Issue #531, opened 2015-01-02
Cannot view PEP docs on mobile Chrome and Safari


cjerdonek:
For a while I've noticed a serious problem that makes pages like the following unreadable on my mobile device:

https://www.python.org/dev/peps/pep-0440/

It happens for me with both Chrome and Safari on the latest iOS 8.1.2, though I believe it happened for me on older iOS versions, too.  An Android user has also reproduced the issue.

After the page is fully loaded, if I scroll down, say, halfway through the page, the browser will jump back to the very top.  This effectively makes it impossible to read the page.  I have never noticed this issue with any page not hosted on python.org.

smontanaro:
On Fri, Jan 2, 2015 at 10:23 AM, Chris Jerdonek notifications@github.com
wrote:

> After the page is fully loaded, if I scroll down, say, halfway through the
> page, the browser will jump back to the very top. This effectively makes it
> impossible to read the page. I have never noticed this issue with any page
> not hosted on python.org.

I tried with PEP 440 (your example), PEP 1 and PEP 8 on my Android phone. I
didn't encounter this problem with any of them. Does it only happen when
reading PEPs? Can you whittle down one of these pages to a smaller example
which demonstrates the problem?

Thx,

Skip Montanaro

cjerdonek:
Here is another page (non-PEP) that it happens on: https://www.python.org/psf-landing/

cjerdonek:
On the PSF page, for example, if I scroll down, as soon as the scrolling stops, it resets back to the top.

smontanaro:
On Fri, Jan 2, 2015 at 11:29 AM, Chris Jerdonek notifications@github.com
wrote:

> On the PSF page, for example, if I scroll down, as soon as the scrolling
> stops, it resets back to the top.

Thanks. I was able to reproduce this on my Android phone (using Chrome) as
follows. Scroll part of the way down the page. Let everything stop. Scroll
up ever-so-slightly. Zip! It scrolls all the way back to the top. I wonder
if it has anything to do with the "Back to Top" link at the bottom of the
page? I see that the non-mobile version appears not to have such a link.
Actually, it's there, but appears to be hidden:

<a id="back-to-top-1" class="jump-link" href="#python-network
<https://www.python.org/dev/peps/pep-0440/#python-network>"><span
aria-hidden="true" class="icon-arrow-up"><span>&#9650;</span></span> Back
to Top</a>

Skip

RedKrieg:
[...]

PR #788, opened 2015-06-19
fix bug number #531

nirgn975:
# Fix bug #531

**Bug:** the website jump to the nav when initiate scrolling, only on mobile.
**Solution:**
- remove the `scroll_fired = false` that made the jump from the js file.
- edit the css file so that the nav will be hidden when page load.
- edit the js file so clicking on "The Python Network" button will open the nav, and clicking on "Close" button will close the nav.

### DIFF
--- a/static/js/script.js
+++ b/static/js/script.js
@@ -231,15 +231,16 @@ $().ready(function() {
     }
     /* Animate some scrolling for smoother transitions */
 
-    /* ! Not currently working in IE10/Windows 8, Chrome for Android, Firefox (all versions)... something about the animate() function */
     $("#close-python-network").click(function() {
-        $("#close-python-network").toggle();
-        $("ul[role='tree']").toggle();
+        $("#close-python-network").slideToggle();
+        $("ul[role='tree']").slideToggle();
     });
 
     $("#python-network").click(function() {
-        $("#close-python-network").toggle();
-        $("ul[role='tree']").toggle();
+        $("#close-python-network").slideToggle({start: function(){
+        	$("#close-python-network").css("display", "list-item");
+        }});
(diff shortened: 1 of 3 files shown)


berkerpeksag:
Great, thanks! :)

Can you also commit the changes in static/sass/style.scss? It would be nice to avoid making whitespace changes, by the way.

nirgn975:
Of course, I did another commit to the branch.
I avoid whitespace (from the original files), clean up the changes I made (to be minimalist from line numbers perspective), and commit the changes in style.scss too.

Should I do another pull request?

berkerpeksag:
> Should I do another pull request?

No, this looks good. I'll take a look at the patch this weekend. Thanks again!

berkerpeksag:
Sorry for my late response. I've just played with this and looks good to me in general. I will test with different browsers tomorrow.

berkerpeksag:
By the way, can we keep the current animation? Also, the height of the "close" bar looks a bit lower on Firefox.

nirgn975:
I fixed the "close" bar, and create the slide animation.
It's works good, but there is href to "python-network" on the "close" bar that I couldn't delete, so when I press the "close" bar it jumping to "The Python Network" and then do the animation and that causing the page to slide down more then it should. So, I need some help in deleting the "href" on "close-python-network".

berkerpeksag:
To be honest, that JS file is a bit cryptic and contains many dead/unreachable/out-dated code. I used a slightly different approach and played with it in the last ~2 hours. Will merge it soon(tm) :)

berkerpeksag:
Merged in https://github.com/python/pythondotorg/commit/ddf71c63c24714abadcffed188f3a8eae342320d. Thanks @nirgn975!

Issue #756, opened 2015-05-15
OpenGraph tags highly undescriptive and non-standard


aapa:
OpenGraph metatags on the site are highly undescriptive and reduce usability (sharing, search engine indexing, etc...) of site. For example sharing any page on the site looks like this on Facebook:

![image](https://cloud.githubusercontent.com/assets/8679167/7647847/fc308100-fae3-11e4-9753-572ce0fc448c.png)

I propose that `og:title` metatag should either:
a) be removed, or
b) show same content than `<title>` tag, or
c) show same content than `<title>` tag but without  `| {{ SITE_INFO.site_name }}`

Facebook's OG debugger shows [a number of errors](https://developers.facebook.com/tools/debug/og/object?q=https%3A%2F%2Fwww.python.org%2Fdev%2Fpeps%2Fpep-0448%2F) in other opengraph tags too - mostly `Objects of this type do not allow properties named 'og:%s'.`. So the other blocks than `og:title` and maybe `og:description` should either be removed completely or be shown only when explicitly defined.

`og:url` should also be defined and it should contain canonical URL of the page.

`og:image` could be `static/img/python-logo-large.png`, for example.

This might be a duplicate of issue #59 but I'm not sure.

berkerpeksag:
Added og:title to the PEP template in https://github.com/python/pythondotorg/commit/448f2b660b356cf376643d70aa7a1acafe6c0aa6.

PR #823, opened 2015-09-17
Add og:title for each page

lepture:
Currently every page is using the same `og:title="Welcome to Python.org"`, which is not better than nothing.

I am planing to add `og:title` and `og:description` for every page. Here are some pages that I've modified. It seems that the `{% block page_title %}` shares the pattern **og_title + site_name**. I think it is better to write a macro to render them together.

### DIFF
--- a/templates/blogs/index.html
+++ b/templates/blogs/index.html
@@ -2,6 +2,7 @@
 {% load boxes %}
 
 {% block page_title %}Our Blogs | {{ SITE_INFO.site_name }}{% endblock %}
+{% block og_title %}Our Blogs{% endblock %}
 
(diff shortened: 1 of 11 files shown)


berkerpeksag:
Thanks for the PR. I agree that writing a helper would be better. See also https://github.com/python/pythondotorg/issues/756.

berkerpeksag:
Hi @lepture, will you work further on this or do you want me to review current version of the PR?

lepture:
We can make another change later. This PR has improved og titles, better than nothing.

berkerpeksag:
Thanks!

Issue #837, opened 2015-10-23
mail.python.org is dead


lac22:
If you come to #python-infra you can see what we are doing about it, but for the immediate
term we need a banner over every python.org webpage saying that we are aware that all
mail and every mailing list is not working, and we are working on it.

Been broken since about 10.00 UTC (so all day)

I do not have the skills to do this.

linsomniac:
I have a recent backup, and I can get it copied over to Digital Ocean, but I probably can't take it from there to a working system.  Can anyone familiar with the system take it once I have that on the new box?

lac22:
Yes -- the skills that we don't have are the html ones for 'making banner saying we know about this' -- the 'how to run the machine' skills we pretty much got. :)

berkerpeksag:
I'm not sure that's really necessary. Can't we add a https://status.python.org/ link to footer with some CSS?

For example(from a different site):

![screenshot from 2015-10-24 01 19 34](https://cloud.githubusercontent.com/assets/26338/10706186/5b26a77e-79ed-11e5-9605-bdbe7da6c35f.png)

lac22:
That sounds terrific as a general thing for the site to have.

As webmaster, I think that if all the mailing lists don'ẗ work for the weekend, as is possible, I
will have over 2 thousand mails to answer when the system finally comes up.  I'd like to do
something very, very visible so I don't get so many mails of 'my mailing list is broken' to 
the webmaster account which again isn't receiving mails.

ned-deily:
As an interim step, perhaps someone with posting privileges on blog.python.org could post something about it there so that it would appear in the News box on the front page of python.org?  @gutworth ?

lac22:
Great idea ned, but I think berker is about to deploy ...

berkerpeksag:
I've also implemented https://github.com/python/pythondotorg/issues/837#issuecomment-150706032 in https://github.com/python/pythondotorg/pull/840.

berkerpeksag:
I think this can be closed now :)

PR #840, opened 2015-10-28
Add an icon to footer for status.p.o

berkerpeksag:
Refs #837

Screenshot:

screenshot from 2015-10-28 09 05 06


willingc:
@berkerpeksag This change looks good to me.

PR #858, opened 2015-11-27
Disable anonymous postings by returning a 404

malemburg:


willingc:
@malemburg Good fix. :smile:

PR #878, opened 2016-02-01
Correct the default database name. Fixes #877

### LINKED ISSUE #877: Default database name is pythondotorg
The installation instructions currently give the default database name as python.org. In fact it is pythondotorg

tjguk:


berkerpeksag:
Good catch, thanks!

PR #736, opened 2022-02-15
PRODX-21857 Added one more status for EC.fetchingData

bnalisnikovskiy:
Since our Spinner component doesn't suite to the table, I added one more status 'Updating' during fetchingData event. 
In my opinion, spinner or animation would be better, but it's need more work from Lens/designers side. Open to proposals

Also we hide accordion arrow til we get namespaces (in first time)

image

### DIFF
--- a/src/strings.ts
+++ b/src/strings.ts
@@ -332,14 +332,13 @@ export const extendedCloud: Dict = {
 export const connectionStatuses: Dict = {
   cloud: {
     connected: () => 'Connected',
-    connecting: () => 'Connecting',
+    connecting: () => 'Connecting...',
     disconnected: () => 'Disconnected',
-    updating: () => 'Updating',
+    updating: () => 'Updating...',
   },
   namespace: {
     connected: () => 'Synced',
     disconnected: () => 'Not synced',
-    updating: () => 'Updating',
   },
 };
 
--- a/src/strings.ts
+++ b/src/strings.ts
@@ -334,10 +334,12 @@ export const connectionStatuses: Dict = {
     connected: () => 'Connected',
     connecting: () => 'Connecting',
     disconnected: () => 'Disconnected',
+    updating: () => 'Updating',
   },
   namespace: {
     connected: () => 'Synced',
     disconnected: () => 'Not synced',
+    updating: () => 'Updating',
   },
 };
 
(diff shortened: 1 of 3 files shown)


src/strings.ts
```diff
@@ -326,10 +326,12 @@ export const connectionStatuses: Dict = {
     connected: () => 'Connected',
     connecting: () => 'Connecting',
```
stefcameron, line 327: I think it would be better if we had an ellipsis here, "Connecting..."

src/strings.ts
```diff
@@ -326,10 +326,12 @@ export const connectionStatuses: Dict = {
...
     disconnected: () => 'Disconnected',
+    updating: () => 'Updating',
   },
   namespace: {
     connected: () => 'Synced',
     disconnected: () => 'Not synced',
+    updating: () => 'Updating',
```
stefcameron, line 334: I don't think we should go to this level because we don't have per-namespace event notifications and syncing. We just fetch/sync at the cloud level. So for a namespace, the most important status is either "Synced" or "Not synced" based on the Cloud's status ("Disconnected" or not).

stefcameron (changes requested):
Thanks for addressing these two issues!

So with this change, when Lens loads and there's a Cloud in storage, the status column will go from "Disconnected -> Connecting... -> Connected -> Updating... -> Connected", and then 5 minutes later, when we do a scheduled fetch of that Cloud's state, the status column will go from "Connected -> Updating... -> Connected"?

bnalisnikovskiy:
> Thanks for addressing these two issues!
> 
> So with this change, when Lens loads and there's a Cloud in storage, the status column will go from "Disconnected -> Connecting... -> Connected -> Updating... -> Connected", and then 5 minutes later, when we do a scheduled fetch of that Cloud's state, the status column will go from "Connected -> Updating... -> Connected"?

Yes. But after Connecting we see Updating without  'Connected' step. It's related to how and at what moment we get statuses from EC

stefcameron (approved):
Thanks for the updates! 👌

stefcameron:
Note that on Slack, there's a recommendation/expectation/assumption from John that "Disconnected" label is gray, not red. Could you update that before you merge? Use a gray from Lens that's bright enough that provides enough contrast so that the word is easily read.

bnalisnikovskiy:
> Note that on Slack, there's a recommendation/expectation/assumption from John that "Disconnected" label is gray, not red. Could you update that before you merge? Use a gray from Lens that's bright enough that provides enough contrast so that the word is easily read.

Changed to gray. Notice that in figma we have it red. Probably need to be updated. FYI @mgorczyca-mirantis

########

_WHAT TO PRODUCE_.
Go through the entries above and copy each line holding the string "played".

_WRITTEN RESPONSE_.
Sorry for my late response. I've just played with this and looks good to me in general. I will test with different browsers tomorrow.
To be honest, that JS file is a bit cryptic and contains many dead/unreachable/out-dated code. I used a slightly different approach and played with it in the last ~2 hours. Will merge it soon(tm) :)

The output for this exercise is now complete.